Decidido, ele atravessa a rua, em silêncio, empunhando o machado. Os operários da obra estranham aquele homem pulando os cavaletes e se entreolham sem saber o que fazer. Oto levanta o machado com as duas mãos, dá um grito e começa a atacar.
– Britadeira maldita!
Mesmo protestando, a reação imediata do operador é de soltar o equipamento, antes que o maluco corte suas mãos. A britadeira começa a rodopiar pela obra, quebrando tudo o que encontra pela frente, enquanto Oto continua tentando abatê-la com machadadas cada vez mais violentas.
A vizinhança estarrecida com o ataque de fúria, tenta segurar Oto na base da gritaria, já que ninguém tem coragem de se aproximar do tal machado. Carros de polícia chegam com as sirenes ligadas. Em meio a algazarra de operários, populares e o latido incessante de cachorros das redondezas, um policial usa a arma de choque em Oto, que desaba feito um saco de batatas, agarrado ao machado.
Uma hora depois, ele aparece transpirando e com a voz embargada no consultório de Laércio, seu terapeuta.
– Fiz uma grande besteira... mas necessária! Todo mundo queria fazer o que eu fiz, mas são um bando de covardes, inclusive o Anselmo... não sei onde eu estava com a cabeça quando escolhi aquele bibelô canino, sempre quis ter um cão de guarda e não um dorminhoco sem iniciativa.
– Eu já disse pra você não transferir suas frustrações para seu cachorro. Eu sabia que essa sua mania de fazer besteiras necessárias ainda ia te trazer de volta à terapia... e dependendo do que você me contar agora... sem alta prevista para as próximas décadas.

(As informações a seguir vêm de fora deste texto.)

PR #142, opened 2017-10-23
Avoid some unnecessary stat calls

scop:


deekej:
Hello @scop, thank you for all the pull-requests. :)

However, for this one, I will need some deeper description. Could you please elaborate a little why we should incorporate these changes? At some hunks I'm not sure what the benefit is. Thank you. ;)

Neste instante, Anselmo lambe o rosto de Oto e ele acorda.
– Que bom que você acordou! Desculpe, mas resolvi buscar seu cachorro pra tentar acordá-lo... faz horas que você desabou quando pegou meu machado... ahahaha... que frase maliciosa... ahahaha...
– Como assim? Eu desmaiei?
– Ah! Eu entendo... o tamanho da minha ferramenta sempre assustou...

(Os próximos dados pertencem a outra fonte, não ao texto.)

PR #154, opened 2017-11-27
network: add knob to optionally keep interfaces up during shutdown

davide125:
On machines that use systemd as PID1 but don't enable pam_systemd, SSH sessions aren't terminated properly on shutdown (see https://bugzilla.redhat.com/show_bug.cgi?id=1047614 for details). This PR adds a knob to workaround the issue, by optionally leaving the network up during shutdown. This is only implemented for systemd hosts, but it could be extended to SysV ones as well if desired.

### DIFF
--- a/rc.d/init.d/network
+++ b/rc.d/init.d/network
@@ -167,6 +167,15 @@ stop)
         exit 1
     fi
 
+    # Don't shut the network down when shutting down the system if configured
+    # as such in sysconfig
+    if [ "$IFDOWN_ON_SHUTDOWN" = no ]; then
+      if systemctl is-system-running | grep -q 'stopping'; then
+        net_log "system is shutting down, leaving interfaces up as requested"
+        exit 1
+      fi
+    fi
+
     vlaninterfaces=""
     vpninterfaces=""
     xdslinterfaces=""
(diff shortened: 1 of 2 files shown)


deekej:
Hello guys! Long time no see. :) Thanks for the pull-request, it seems reasonable to us to accept it. Just a few minor things...

rc.d/init.d/network
```diff
@@ -167,6 +167,15 @@ stop)
         exit 1
     fi
 
+    # Don't shut the network down when shutting down the system if configured
+    # as such in sysconfig
+    if [ "$IFDOWN_ON_SHUTDOWN" = no ]; then
```
deekej: Please, from now on, use `is_true` or `is_false` functions for testing of options' values, since these functions also process other values and we try to use it everywhere now... :) See here:
https://github.com/fedora-sysv/initscripts/blob/master/rc.d/init.d/functions#L654

rc.d/init.d/network
```diff
@@ -167,6 +167,15 @@ stop)
...
+      if systemctl is-system-running | grep -q 'stopping'; then
+        net_log "system is shutting down, leaving interfaces up as requested"
```
deekej: One more small thing - please use the `net_log $"log/warning/error message"` format when using the `net_log` function (note the additional `$`). This allows these logging messages to be translated by volunteers into other languages. (String starting with `$` are marked for translations.) Thank you! :)

davide125:
Thanks @deekej, I've updated this to address your review.

PR #162, opened 2018-01-30
service: check for 'status' support when doing '--status-all'

deekej:
To avoid calling of `status` on some non-LSB compliant initscripts. This is not perfect and is *best-effort only*, because some crazily written initscripts might have different way of checking/displaying of `status`.

We print a warning when we stumble on a script that we assume does not have the `status` functionality implemented. I expect us to receive a bug report for a script that implements `status` in some strange way, so we will add the regex pattern for it if needed.


lnykryn:
Ugh, definitely no. Initscripts have a defined interface that they must follow. Also, this "detection" would break in so many cases...

PR #170, opened 2018-03-12
specfile: remove the systemctl call in the %postun phase

deekej:
See https://bugzilla.redhat.com/show_bug.cgi?id=1512688 for more info.

NOTE: We shouldn't merge this commit until F28 is released as GA - to make sure the upgrades go smoothly... :)


deekej:
Fedora 28 is live now, merging...

PR #171, opened 2018-03-13
network.service: 'reload' removed

deekej:
More info: https://bugzilla.redhat.com/show_bug.cgi?id=1554690


deekej:
Yes, you're right. I'll update the commit.

PR #172, opened 2018-03-23
ifup-tunnel: Support 'external' tunnels

jaymzh:
This is a newish feature upstream. You can now set the external flag on a
ip6_tunnel type interface (though not the primary one, ip6tnl0), and doing so
will allow it to decapsulate any packet, and assuming that the inner address is
the one on that interface, it'll drop it back on the stack.

This is useful for DSR vips. While v6-in-v6 was already supported, this allows
v4-in-v6 which is necessary to serve v4 traffic in a v6only infrastructure.

There's comments in ifup-tunnel that imply it was designed only for GRE tunnels,
but this still seems like the best place for this.

### DIFF
--- a/sysconfig.txt
+++ b/sysconfig.txt
@@ -931,7 +931,12 @@ Files in /etc/sysconfig/network-scripts/
       "mode=active-backup arp_interval=60 arp_ip_target=192.168.1.1,192.168.1.2"
 
   Tunnel-specific items:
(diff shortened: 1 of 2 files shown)


jaymzh:
I've added docs. Happy to add more if you want, just ping me via email or assign an Issue to me. Gonna merge for now.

O cachorro lança um olhar crítico para o dono. Oto levanta irritado.
– O que é Anselmo? Tá me estranhando? Espera... não estou ouvindo mais aquele barulho ensurdecedor da...

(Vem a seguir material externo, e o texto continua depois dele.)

PR #174, opened 2018-04-09
use proper shebang

teknoraver:
$" is a BASH extension to translate text.
Replace the shebang with /bin/bash to avoid parsing errors,
as even BASH has a POSIX compliant mode when run as sh.

### DIFF
--- a/service
+++ b/service
@@ -1,4 +1,4 @@
-#!/bin/sh
+#!/bin/bash
 
 . /etc/init.d/functions
 
--- a/sys-unconfig
+++ b/sys-unconfig
@@ -1,4 +1,4 @@
-#!/bin/sh
+#!/bin/bash
 
 . /etc/init.d/functions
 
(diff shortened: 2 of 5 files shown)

– A obra já acabou faz tempo... quer dizer, faz pelo menos duas horas, até recapearam a rua. Finalmente, uma obra terminada em nosso bairro!
– O quê? Eu desmaiei aqui no seu porão há duas horas?
– Pois é, Oto! Eu tentei te acordar, mas vi que você estava bem, precisava só descansar pra desestressar... minha mulher chamou para o café da tarde, eu fui e, desculpe, mas esqueci de você aqui... comecei a assistir a um jogo de futebol americano na televisão e, surpreendentemente, adorei. Só lembrei do que tinha acontecido, quando Anselmo começou a latir sem parar... aí lembrei que o dono dele estava caído no meu porão, por causa de meu enorme machado... ahahaha. Desculpe, mas não posso perder a piada, faz tempo que meu querido não assusta ninguém... ahahaha...
Oto tenta disfarçar a vontade de mandar o vizinho se lascar, mas dá um sorriso sem graça e pega Anselmo no colo.
– Desculpe mesmo, seu Moisés! Mas, de qualquer forma, obrigado por me emprestar seu machado...
– Antes de ir, só me diz uma coisa
– Claro...
– Você esperava quebrar a britadeira com meu machado?
– Não... quer dizer...
– Você precisa tomar chá de camomila na veia pra se acalmar...
– Eu fiz alguma coisa grave?
– Não! Já disse, você deu uma gargalhada quando pousou os olhos em meu machado e depois desmaiou!
– Não entendo o que aconteceu comigo... tem certeza que eu não fui até a obra empunhando seu machado?
– A única coisa que você fez quando eu já estava na sala foi gritar...
– ... britadeira maldita?
– Exatamente!
– Desculpe e obrigado seu Moisés. Vamos Anselmo! Acho que preciso ligar para o Laércio... quem sabe, não está na hora de voltar à terapia?